New GMC guidance on cosmetic surgery also say that doctors should not target patients under 18

Ingrid Torjesen

Tuesday, 09 June 2015

Doctors who carry out cosmetic procedures must allow patients time to think before agreeing to go ahead with treatment, according to proposed new guidance from the General Medical Council (GMC).

The GMC’s proposals, which are out for consultation, set out the standards expected of all UK doctors who carry out cosmetic procedures, both surgical and non-surgical. Final guidance is expected to be published in early 2016.

The guidance says doctors should be open and honest with patients and not trivialise the risks involved. They should seek consent from patients themselves rather than delegate this function, and they should give patients enough time and information before they decide whether to have a cosmetic procedure and allow them time to ‘cool off’. Patients who have had cosmetic procedures should be asked how they have been affected, both physically and psychologically, to check whether they are satisfied with the outcome.

Particular care is required working with children and young people, it adds. Doctors should not target people under 18 through marketing and, when young people are treated, advice should be sought from professionals whose expertise is in treating this group.

All services must be marketed responsibly, the guidance emphasises. Doctors must not make unjustifiable claims about the results they can achieve and they should not use promotional tactics that encourage people to make ill-considered decisions, for example, procedures given away as a prize.

Professor Terence Stephenson, chair of the General Medical Council, said: “Cosmetic practice is a huge and expanding area of medicine and patients, some of whom are vulnerable, do need to be better protected.”

The cosmetic sector has expanded rapidly in recent years, but there have been particular concerns about patient safety and whether some doctors operate in an ethical manner. In 2013, Professor Sir Bruce Keogh produced a report highlighting the risks associated with the cosmetic sector following safety concerns after nearly 50,000 women in the UK had had PIP breast implants fitted.

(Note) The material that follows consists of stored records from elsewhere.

PR #1497, opened 2017-09-29
fix hisat2 extra outputs

mblue9:
Sorry to be bringing hisat2 back again! but I just discovered that I accidentally left in a bracket that means that it's producing outputs that should be filtered out 😮 I left in the last bracket here: 

`<filter>(library['type'] == 'paired' or library['type'] == 'paired_collection') and (adv['output_options']['output_options_selector'] == "advanced" and adv['output_options']['unaligned_file'] is True) </filter>`

I fixed it here. I also learnt that I can include <test expect_num_outputs="num"> to check that the correct number of outputs are produced so I've added that in.

(a slightly weird thing to me is that nothing complained about the stray bracket, not planemo lint, test or travis. I was wondering if something should or if I really do need to get myself some better 👀!)

### DIFF
--- a/tools/hisat2/hisat2.xml
+++ b/tools/hisat2/hisat2.xml
@@ -290,11 +290,9 @@ hisat2
     --summary-file summary.txt
 #end if
 
-
 ## Convert SAM output to sorted BAM
 
 | samtools sort - -@ \${GALAXY_SLOTS:-1} -l 6 -o '${output_alignments}'
-
 
 ## Rename any output fastq files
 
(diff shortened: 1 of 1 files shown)


tools/hisat2/hisat2.xml
```diff
@@ -567,23 +565,25 @@ hisat2
 
     <!-- Define tests -->
 
-    <tests>
-        <test><!-- Ensure bam output works -->
+    <tests><!-- Ensure bam output works -->
```
nsoranzo:
```xml
    <tests>
        <!-- Ensure bam output works -->
```

nsoranzo:
> I also learnt that I can include to check that the correct number of outputs are produced so I've added that in.

Good idea, thanks!

> (a slightly weird thing to me is that nothing complained about the stray bracket, not planemo lint, test or travis. I was wondering if something should or if I really do need to get myself some better :eyes:!)

Unfortunately the behaviour of output filter is very weird: the expression is evaluated as Python code and if the result is True or an exception is raised, the filter is considered "passed" and the output dataset is added to the history.

mblue9:
Thanks for the review and info @nsoranzo! I've fixed that comment position.

nsoranzo:
Thanks @mblue9!

PR #1509, opened 2017-10-09
mothur pcr.seqs: also allow unaligned fasta input

### LINKED ISSUE #1508: Mothur: Pcr.seqs on non align fasta files
HI,

I have a small problem with the tools pcr.seqs. Actually, it works only on mothur.align input, but this is not necessary for trim by oligos, because simple fasta file could be used for that.

Can you add fasta file as valid format input when oligos trim is choice.
Similarly, the ouput format must be the same as the input: fasta or mothur.align.

Best regards,

Benoit

shiltemann:
fixes #1508

### DIFF
--- a/tools/mothur/pcr.seqs.xml
+++ b/tools/mothur/pcr.seqs.xml
@@ -54,7 +54,7 @@
         | tee mothur.out.log
     ]]></command>
     <inputs>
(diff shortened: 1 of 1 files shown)


bgruening:
Ok, this does not make it worse and fixes an important bug. Nevertheless, we should tackle the failing tests in the other open mothur PRs.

There are some patients who may be particularly vulnerable to being sold multiple procedures and may undergo unnecessary treatments, such as people with body dysmorphia, an anxiety disorder that causes a person to have a distorted view of how they look.

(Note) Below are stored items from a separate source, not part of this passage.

PR #1510, opened 2017-10-09
mothur: make.shared cat logs instead of move

bernt-matthias:
Make.shared seems to produce multiple log files in the working directory: e.g. 
`mothur.1507547483.logfile  mothur.1507547484.logfile  mothur.out.log`. Hence `mv *log outfile` gives an error: 

```
Fatal error: Exit code 1 ()
mv: target `/gpfs1/data/galaxy_server/galaxy/jobs_dir/001/1248/galaxy_dataset_2683.dat' is not a directory
```

Using cat instead works. 

Question is: is make.shared supposed to produce more than one log file? And maybe: are we interested in all?

### DIFF
--- a/tools/mothur/make.shared.xml
+++ b/tools/mothur/make.shared.xml
@@ -38,7 +38,6 @@
         | tee mothur.out.log &&
 
         ## move output files to correct destination
-	cat mothur.*.logfile > "$logfile" &&
         #if $intype.infile == 'otulist' and $intype.groups:
             mv intype_otu*.groups "$groupout"
         #else
--- a/tools/mothur/make.shared.xml
+++ b/tools/mothur/make.shared.xml
@@ -38,7 +38,7 @@
         | tee mothur.out.log &&
 
         ## move output files to correct destination
-        mv mothur.*.logfile "$logfile" &&
+	cat mothur.*.logfile > "$logfile" &&
         #if $intype.infile == 'otulist' and $intype.groups:
             mv intype_otu*.groups "$groupout"
         #else


shiltemann:
Hi @bernt-matthias hmm, yes, I've noticed some mothur components make multiple logfiles under certain parameter settings, often when they internally call another mothur component. I got rid of this `mv` command in all wrappers I thought, but guess I missed this one, will update, thanks for reporting :)

shiltemann:
sorry, didn't notice this was a PR at first and not an issue, could you change it to use `tee` and `from_work_dir` like the other wrappers? that way everything mothur outputs gets put in the logfile, even if this is multiple tool logs.

bernt-matthias:
I investigated this a bit more: 

- `tee` and `from_work_dir` are already used
- mothur creates a logfile (e.g mothur.1507541228.logfile) even if `tee` is used, i.e. nearly equivalent log files `mothur.out.log` and `mothur.1507541228.logfile` are created: 

```
diff mothur.1507624160.logfile mothur.out.log
1c1,3
< Linux version
---
> 

> 
> 
3d4
< Using ReadLine
5d5
< Running 64Bit Version
26d25
< Interactive Mode
28a28
> 
42d41
< quit
```

- also the call to `help()` which is used to get the version creates a log file 

So I would suggest to use only the mothur.out.log, i.e., just remove the `mv` command completely.

shiltemann:
@bernt-matthias yes indeed, that line should have been removed when I switched to using `tee`, thanks for spotting it :) ..I will look into these travis errors, they appear unrelated to your changes

bgruening:
Unrelated travis errors, but we need to look at them.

Professor Stephenson added: “We are producing this guidance because of the particular risks around this area of medicine. We are clear that doctors must not pressure patients to make rushed decisions they may end up regretting and they must give them enough information so they can make an informed choice.”

Professor Sir Bruce Keogh, NHS England’s Medical Director, said: “Those having cosmetic interventions - either surgical, such as face-lifts, tummy tucks or breast implants or non-surgical, such as dermal fillers and Botox - take their safety as a given and assume guidance is already in place to protect them. This consultation is a step in the right direction to tighten standards and protect people from potential risks.”

To further improve patient safety, the GMC is also working closely with the Royal College of Surgeons of England and others to publish information about which surgeons have the right skills to carry out cosmetic surgery. This would allow patients to check doctors’ qualifications on the GMC’s medical register.

Professor Stephenson said: “It is vital patients should be able to tell whether a doctor is competent to carry out these interventions and we have called for new legal powers to enable us to do this.”